The lines to copy are those in the records below that hold the word "instead".

[Items from a dataset]

+++++

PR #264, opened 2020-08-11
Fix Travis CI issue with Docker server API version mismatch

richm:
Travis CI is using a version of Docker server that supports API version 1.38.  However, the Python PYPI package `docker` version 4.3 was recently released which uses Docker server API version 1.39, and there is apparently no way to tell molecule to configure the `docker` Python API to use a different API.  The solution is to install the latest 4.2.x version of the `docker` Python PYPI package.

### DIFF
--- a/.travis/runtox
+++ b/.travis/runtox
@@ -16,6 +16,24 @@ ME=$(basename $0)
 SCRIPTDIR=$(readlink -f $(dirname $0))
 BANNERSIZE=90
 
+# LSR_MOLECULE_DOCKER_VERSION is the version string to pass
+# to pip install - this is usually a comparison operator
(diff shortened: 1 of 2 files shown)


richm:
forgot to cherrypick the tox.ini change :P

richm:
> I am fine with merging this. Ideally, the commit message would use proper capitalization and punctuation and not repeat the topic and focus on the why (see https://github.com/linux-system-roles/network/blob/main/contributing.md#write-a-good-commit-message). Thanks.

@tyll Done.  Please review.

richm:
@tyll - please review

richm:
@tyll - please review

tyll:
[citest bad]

+++++

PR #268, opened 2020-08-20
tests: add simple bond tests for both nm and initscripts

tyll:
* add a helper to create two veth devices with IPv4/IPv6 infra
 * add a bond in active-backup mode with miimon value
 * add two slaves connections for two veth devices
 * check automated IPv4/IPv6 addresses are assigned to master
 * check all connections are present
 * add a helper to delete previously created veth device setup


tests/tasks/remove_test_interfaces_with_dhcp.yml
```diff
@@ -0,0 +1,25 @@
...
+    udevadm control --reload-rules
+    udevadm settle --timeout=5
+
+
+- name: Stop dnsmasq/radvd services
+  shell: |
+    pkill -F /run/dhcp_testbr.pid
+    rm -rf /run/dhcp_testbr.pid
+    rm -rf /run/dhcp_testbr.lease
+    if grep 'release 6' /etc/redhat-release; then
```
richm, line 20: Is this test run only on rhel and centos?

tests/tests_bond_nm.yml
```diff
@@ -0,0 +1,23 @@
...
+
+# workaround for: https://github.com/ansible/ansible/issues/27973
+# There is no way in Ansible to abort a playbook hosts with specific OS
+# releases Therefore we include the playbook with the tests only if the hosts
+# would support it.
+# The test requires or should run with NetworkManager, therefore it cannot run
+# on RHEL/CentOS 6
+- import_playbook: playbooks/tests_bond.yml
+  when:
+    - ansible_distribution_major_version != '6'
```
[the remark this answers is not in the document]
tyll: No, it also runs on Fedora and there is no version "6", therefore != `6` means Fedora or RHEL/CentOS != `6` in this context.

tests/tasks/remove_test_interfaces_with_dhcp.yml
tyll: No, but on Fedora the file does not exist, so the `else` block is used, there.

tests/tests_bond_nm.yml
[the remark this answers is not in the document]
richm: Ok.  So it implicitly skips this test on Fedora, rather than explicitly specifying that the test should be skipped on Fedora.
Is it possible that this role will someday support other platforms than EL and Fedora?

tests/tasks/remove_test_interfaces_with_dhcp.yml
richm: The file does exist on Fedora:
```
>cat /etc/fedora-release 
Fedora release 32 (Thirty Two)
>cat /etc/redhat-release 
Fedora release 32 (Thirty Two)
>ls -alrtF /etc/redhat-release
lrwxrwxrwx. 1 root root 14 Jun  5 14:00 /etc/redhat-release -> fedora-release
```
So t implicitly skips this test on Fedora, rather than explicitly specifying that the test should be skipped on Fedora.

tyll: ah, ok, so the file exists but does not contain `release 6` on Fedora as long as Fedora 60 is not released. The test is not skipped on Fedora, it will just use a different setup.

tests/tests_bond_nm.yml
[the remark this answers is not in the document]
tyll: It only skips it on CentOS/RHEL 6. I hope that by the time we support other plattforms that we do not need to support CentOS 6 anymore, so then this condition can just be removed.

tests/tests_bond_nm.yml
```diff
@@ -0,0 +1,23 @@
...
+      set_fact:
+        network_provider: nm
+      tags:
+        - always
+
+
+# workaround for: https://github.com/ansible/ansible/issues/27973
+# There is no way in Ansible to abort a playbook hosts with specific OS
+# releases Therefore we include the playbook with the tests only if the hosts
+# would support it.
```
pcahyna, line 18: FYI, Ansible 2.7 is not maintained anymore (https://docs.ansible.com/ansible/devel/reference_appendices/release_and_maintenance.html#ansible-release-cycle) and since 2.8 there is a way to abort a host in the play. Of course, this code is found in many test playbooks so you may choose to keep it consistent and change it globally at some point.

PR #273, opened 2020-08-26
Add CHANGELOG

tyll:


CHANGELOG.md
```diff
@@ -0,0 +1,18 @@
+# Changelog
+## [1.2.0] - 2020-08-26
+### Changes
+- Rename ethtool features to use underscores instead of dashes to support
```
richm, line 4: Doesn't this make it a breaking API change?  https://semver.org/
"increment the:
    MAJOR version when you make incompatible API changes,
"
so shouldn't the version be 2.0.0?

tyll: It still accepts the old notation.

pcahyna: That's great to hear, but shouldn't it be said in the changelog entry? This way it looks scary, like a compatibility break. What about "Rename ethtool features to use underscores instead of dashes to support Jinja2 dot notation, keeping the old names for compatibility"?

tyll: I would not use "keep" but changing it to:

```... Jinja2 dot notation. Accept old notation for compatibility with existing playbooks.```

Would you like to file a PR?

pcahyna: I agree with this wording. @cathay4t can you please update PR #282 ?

+++++

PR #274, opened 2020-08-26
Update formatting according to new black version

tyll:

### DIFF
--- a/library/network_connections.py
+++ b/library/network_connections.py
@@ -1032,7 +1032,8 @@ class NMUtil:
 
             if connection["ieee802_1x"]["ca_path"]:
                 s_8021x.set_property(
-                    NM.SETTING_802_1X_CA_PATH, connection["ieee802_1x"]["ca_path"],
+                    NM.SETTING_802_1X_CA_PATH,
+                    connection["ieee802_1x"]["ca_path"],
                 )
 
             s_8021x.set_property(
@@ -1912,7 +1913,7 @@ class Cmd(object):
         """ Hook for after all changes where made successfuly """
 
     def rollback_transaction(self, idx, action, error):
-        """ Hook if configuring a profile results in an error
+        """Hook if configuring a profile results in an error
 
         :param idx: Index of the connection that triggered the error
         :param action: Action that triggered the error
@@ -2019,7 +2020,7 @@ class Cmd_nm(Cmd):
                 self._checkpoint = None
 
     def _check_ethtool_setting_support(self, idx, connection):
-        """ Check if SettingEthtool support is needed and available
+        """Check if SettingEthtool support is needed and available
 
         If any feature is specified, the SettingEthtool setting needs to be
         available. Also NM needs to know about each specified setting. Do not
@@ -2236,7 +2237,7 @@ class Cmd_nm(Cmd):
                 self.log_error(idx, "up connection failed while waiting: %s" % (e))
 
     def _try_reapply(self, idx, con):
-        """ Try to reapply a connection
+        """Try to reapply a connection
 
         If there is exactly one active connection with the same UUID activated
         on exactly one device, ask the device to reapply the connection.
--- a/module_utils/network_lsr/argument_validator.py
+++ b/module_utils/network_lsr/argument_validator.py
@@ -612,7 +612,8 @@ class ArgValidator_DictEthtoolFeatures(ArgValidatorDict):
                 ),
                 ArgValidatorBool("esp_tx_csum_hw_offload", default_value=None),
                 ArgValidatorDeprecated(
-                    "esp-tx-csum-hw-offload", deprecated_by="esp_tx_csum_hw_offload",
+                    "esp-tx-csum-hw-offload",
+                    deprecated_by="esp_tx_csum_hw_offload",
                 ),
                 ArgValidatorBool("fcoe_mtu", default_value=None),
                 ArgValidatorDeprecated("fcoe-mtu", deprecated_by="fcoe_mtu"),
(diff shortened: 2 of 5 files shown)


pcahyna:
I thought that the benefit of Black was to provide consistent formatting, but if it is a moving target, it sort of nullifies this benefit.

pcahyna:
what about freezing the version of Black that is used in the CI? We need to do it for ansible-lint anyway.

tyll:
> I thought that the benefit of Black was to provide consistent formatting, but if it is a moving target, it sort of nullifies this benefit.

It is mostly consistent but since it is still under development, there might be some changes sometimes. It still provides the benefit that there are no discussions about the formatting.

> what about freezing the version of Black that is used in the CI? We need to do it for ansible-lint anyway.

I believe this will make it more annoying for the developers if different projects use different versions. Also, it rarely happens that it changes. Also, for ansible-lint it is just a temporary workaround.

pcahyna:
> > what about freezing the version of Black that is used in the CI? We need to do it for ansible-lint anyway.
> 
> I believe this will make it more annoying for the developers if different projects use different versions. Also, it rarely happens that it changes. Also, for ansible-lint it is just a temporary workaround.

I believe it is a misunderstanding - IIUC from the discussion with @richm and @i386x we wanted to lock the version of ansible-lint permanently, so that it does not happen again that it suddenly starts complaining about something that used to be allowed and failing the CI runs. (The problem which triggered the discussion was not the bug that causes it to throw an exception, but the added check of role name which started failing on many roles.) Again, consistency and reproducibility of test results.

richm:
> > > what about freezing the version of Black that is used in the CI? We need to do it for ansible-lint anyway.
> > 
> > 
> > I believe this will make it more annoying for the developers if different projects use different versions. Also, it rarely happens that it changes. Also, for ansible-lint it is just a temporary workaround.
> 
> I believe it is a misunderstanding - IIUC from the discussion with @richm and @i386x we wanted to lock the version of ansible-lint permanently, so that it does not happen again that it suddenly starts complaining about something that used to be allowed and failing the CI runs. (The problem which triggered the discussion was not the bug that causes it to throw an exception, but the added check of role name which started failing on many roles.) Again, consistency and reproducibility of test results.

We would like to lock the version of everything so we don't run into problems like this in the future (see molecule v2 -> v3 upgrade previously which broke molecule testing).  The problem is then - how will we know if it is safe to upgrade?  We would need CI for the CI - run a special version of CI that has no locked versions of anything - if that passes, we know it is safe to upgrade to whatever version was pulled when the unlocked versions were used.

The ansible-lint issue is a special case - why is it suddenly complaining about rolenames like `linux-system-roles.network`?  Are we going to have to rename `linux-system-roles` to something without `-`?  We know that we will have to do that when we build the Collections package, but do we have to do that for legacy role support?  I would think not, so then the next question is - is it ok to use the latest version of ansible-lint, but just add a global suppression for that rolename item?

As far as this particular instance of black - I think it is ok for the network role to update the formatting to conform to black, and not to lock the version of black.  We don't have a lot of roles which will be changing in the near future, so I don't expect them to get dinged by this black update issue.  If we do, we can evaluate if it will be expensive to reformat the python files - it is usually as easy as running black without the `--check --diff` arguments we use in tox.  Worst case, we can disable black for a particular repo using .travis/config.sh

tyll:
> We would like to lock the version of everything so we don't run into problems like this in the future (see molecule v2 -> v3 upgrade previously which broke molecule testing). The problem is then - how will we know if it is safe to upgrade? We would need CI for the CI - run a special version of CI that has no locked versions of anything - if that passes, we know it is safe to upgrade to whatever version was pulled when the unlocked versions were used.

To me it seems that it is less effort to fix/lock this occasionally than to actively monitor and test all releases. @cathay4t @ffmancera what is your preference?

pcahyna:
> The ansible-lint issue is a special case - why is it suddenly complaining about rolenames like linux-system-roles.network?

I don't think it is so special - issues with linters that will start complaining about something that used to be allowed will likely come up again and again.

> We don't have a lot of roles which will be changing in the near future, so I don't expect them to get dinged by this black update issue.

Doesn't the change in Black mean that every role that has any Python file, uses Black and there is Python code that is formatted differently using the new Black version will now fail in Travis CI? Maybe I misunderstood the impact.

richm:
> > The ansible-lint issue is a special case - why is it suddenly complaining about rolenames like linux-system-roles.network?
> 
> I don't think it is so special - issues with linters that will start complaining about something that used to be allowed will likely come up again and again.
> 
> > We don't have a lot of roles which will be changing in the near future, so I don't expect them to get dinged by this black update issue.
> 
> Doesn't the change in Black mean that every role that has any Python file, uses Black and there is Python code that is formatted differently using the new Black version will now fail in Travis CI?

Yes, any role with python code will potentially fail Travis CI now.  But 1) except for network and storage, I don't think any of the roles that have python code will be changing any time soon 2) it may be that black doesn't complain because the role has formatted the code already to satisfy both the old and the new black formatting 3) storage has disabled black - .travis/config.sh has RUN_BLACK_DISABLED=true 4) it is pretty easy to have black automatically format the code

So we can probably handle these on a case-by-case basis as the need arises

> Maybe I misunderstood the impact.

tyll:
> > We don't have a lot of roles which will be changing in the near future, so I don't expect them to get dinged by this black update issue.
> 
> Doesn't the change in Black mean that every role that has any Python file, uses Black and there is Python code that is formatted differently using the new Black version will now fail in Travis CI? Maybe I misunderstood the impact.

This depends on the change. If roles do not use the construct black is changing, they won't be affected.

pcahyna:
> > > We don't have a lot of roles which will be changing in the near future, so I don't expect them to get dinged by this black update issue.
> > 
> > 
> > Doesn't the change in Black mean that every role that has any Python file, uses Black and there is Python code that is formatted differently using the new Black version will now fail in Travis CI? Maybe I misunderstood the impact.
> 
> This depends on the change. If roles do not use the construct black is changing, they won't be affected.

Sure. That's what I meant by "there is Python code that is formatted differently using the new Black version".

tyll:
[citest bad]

+++++

» **Answer section**
+- Rename ethtool features to use underscores instead of dashes to support
pcahyna: That's great to hear, but shouldn't it be said in the changelog entry? This way it looks scary, like a compatibility break. What about "Rename ethtool features to use underscores instead of dashes to support Jinja2 dot notation, keeping the old names for compatibility"?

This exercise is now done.